# [DATA]
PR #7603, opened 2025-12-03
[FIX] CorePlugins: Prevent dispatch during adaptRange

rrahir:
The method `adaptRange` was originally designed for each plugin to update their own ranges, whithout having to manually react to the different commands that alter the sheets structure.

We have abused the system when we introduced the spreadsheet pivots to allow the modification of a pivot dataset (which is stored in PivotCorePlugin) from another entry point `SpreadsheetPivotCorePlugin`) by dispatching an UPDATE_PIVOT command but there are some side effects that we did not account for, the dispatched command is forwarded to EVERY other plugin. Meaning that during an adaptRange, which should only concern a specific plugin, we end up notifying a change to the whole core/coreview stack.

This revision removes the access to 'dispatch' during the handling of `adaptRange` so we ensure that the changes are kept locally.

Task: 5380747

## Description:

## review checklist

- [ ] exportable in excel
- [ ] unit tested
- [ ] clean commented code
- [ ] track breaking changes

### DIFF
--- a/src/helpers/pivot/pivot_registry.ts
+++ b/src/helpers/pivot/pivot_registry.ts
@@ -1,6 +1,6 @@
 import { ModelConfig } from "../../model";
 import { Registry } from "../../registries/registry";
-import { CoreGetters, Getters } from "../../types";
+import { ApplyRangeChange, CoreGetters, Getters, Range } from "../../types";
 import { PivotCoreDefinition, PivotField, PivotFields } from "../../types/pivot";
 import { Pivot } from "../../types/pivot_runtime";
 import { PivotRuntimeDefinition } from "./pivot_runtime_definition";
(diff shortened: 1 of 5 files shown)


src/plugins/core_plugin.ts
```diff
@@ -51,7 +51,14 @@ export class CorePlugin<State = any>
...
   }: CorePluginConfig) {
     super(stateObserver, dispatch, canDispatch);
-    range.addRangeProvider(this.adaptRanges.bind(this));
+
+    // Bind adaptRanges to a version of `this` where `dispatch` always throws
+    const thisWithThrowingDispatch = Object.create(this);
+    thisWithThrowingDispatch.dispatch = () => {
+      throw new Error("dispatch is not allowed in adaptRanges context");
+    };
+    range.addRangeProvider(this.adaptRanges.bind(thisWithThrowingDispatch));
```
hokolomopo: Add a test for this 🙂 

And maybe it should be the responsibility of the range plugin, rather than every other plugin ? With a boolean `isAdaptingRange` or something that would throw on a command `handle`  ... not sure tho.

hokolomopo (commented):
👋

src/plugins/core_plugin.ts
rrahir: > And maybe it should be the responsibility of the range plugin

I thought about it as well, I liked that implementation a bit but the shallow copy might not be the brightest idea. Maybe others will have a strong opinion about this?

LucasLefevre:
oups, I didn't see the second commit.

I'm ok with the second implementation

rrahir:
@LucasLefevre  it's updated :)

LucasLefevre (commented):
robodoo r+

# [WHAT TO WORK ON]
Repeat the whole listing above, word for word.

# [ANSWER TO THIS EXERCISE]
PR #7603, opened 2025-12-03
[FIX] CorePlugins: Prevent dispatch during adaptRange

rrahir:
The method `adaptRange` was originally designed for each plugin to update their own ranges, whithout having to manually react to the different commands that alter the sheets structure.

We have abused the system when we introduced the spreadsheet pivots to allow the modification of a pivot dataset (which is stored in PivotCorePlugin) from another entry point `SpreadsheetPivotCorePlugin`) by dispatching an UPDATE_PIVOT command but there are some side effects that we did not account for, the dispatched command is forwarded to EVERY other plugin. Meaning that during an adaptRange, which should only concern a specific plugin, we end up notifying a change to the whole core/coreview stack.

This revision removes the access to 'dispatch' during the handling of `adaptRange` so we ensure that the changes are kept locally.

Task: 5380747

## Description:

## review checklist

- [ ] exportable in excel
- [ ] unit tested
- [ ] clean commented code
- [ ] track breaking changes

### DIFF
--- a/src/helpers/pivot/pivot_registry.ts
+++ b/src/helpers/pivot/pivot_registry.ts
@@ -1,6 +1,6 @@
 import { ModelConfig } from "../../model";
 import { Registry } from "../../registries/registry";
-import { CoreGetters, Getters } from "../../types";
+import { ApplyRangeChange, CoreGetters, Getters, Range } from "../../types";
 import { PivotCoreDefinition, PivotField, PivotFields } from "../../types/pivot";
 import { Pivot } from "../../types/pivot_runtime";
 import { PivotRuntimeDefinition } from "./pivot_runtime_definition";
(diff shortened: 1 of 5 files shown)


src/plugins/core_plugin.ts
```diff
@@ -51,7 +51,14 @@ export class CorePlugin<State = any>
...
   }: CorePluginConfig) {
     super(stateObserver, dispatch, canDispatch);
-    range.addRangeProvider(this.adaptRanges.bind(this));
+
+    // Bind adaptRanges to a version of `this` where `dispatch` always throws
+    const thisWithThrowingDispatch = Object.create(this);
+    thisWithThrowingDispatch.dispatch = () => {
+      throw new Error("dispatch is not allowed in adaptRanges context");
+    };
+    range.addRangeProvider(this.adaptRanges.bind(thisWithThrowingDispatch));
```
hokolomopo: Add a test for this 🙂 

And maybe it should be the responsibility of the range plugin, rather than every other plugin ? With a boolean `isAdaptingRange` or something that would throw on a command `handle`  ... not sure tho.

hokolomopo (commented):
👋

src/plugins/core_plugin.ts
rrahir: > And maybe it should be the responsibility of the range plugin

I thought about it as well, I liked that implementation a bit but the shallow copy might not be the brightest idea. Maybe others will have a strong opinion about this?

LucasLefevre:
oups, I didn't see the second commit.

I'm ok with the second implementation

rrahir:
@LucasLefevre  it's updated :)

LucasLefevre (commented):
robodoo r+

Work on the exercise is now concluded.